The influence of vegetation on the soil water seepage process has been widely recognized (Feng et al., 2015; Li et al., 2015; Duan et al., 2016; Yao et al., 2017), but quantitative studies on the effect of vegetation on soil water seepage are rare. It is urgent to clarify the influence of vegetation coverage on deep seepage. In this context, we applied self-made observation instruments to measure the deep seepage and lateral migration of dune water under different vegetation coverages in the Horqin Sandy Land, China. We clarified the quantitative and temporal distribution characteristics of deep seepage and lateral migration of dune water, and analyzed the influence of vegetation on the processes of soil water seepage and lateral migration. The results will provide a theoretical basis and data support for further clarifying the hydrological regulation function of the dunes.

2 Materials and methods

2.1 Study area

The study area is located in the west of the Horqin Sandy Land, Inner Mongolia Autonomous Region, which is a typical area for desertification control in China (Fig. 1). The area has a typical temperate continental monsoon climate with uneven distribution of annual precipitation. The average annual precipitation is 311.62 mm. On average, more than 70% of the annual precipitation occurs between June and August, while precipitation in spring (March-May) only accounts for 10% of the annual precipitation. The average evaporation is 5.33 (±0.79) mm/d. The annual mean wind speed is 3.17 m/s, the annual mean temperature is 7.03°C, and the frost-free period is 140 d. In the study area, the dunes are undulating and alternate with the inter-dune lowlands, representing a typical sand dune landscape. The main habitat types are mobile dunes,semi-mobile dunes, semi-fixed dunes, fixed dunes, inter-dune lowlands, and sand-covered low hills. The main soil types are aeolian sandy soil, meadow soil, and saline-alkali soil.

Fig. 1 A scene of mobile dunes supplying water to the inter-dune lowlands. (a), seepage water from mobile dunes recharging inter-dune lowlands; (b), inter-dune lowland water between mobile dunes.

2.2 Experimental methodology

Within a radius of 5 km, one mobile dune, two semi-fixed dunes, and one fixed dune were selected as research objects in the Horqin Sandy Land. Vegetation coverage was measured by the square sample method. From the bottom of the windward slope to the bottom of the leeward slope,three belt transects with an interval of 30 m were set on the surface of each dune. Quadrats of 2 m×2 m were set up on each belt transect at an interval of 10 m, and the canopy width of plants in the quadrats was measured. Vegetation coverage was obtained by the proportion of the ground projection area of the canopy to the overall area of the quadrat. The information on the four experimental sample sites is shown in Table 1.

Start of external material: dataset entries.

PR #14853, opened 2022-05-09
Public Cloud: Remove YAML schedule (excluding HA_SAP)

pdostal:
We don't use `schedule/` any more as we have `lib/main_publiccloud.pm`. The only tests where `YAML_SCHEDULE` variable is used are HA-SAP tests.
 - **Merge with: [qac/qac-openqa-yaml!794](https://gitlab.suse.de/qac/qac-openqa-yaml/-/merge_requests/794)** 
- Verification run: [upload_img](http://pdostal-server.suse.cz/tests/14704), [smoketests](http://pdostal-server.suse.cz/tests/14703)


grisu48 (approved):
LGTM! After merging we need to keep a close eye on our test runs however. Issues with scheduling are almost always present.

Needs to be merged after https://gitlab.suse.de/qac/qac-openqa-yaml/-/merge_requests/794

PR #14856, opened 2022-05-09
publiccloud : add registration in post_fail_hook to increase chances that system is actually registered

asmorodskyi:
At the end of check_registercloudguest test module we expect the SUT to be registered.
If this test module fails the system may stay unregistered which breaks the following modules.

I suggest to force-register the system in post_fail_hook subroutine of this test module so the test run can continue.


pdostal (approved):
👌

asmorodskyi:
VR: http://autobot.qa.suse.de/tests/3216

Table 1 Basic information of the study sites

To obtain deep seepage and lateral migration of water information on the sand dunes, we designed two kinds of infiltration water collection devices (Fig. 2). The devices were made of iron plates and iron pipes. There were two types of devices: one was equipped with a water-blocking plate and the other with a non-water-blocking plate (Fig. 2a). A 110-cm-high plate(the cross-section was shaped as a ''U'') of the water-blocking plate device can prevent and collect both deep seepage and the lateral migration flow of the dunes. When the device was buried on the dune slope, the opening direction pointed toward the up-slope direction (Fig. 2c), and was thus able to collect both deep seepage and lateral migration of water along with the dune slope. This collected water is represented by A. The non-water-blocking plate device could only collect the deep seepage infiltration water of the dunes, and this collected water is represented by B, so the amount of lateral migration of water of the dunes should be A minus B.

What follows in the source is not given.